Анна и Сильви погибли мгновенно, а Ясмин выжила, чудесным образом оставшись практически невредимой.

Самир ее так и называл: «мое маленькое чудо». Об Анне он редко говорил, но всякий раз, как это случалось, глаза его увлажнялись, а голос начинал дрожать.

– Знаешь, она быть такая красивая, что дома, в Париж, люди останавливаться, когда она проходить мимо по улице. Но она никогда этим не пользоваться. Со всеми быть одинаково милый.

Да, когда он так говорил, у меня что‑то свербило в душе, хоть я понимала, что ревновать к умершей нелогично и даже непристойно.

Я глядела на фотографию улыбающейся женщины с двумя девочками – теперь осталась только Ясмин.

Или она все‑таки это сделала?

Меня волной накрыло какое‑то неприятное чувство, подкатила дурнота, причины которой я не понимала. Было ли тому виной исчезновение Ясмин, или вино, которое я пила накануне, или, быть может, отсутствие сна?

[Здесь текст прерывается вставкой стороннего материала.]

PR #1225, opened 2019-08-29
Add rationale for priority and fairness example config

MikeSpreitzer:


keps/sig-api-machinery/20190228-priority-and-fairness.md
```diff
@@ -726,6 +728,60 @@ queue’s virtual start time is decremented by G - S.
...
+- Next comes a priority level for the generic object garbage
+  collector.  This serves both system self-maintenance and ordinary
+  workload --- in an integrated way, so it does not make sense to try
+  to differentiate its traffic.  Instead we prioritize it between the
+  two.  We expect the higher priority levels can tolerate garbage
+  collector latency, since there is no promise about that.
+
+At this point we have covered the "system" traffic, and what is left
+is ordinary workload.  We divide it into two priority levels as
+follows.
```
yliaog: are requests from scheduler "system" traffic? it seems to belong to the 2nd system self-maintenance group, but it is explicitly listed (only three are listed there)

MikeSpreitzer: I think you mean it is _not_ listed; I see it absent in both the exhibited example objects and the design rationale discussion.  And yes, that looks like an oversight.  Requests from the scheduler _about system objects_ should be part of the system self-maintenance priority level.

Я вернулась в кровать, скользнув в теплое гнездышко под пуховым одеялом, и прислушалась к дыханию Самира. Не услышав ни звука, я не на шутку встревожилась и нащупала выключатель ночника. Самир инстинктивно зажмурил веки. Я тут же потушила свет, чувствуя себя донельзя глупо: не было причины думать, что он испустил дух просто от отчаяния. Так что я почувствовала настоящее облегчение.

Он был жив. Он дышал.

Любимый Самир.

Бедный мой, любимый Самир.

 

* * *

 

Мы с Самиром познакомились на вечеринке за два года до всего этого. Вечеринка была у Греты, той самой, что устроила девичник в Сандхамне. Если подумать, многие из девчонок в тот раз тоже присутствовали. У нас была такая девичья банда – или теперь вернее будет сказать, женская – еще со времен гимназии. Многие так и остались жить на Королевском Мысе.

Грета тогда поставила себе целью свести меня с одним своим знакомым парнем, аудитором. Сомнения одолели меня, едва она произнесла вслух это слово – аудитор. Звучало до безумия скучно. В итоге так оно и оказалось – парень был скучным. Добродушным, но скучным. К несчастью, он на меня запал, так что большую часть праздника я провела, скрываясь от него по углам шумной прокуренной квартиры. До тех пор, пока не появился мужчина с гитарой, который, устроившись на стуле посреди гостиной, стал играть и петь на французском языке.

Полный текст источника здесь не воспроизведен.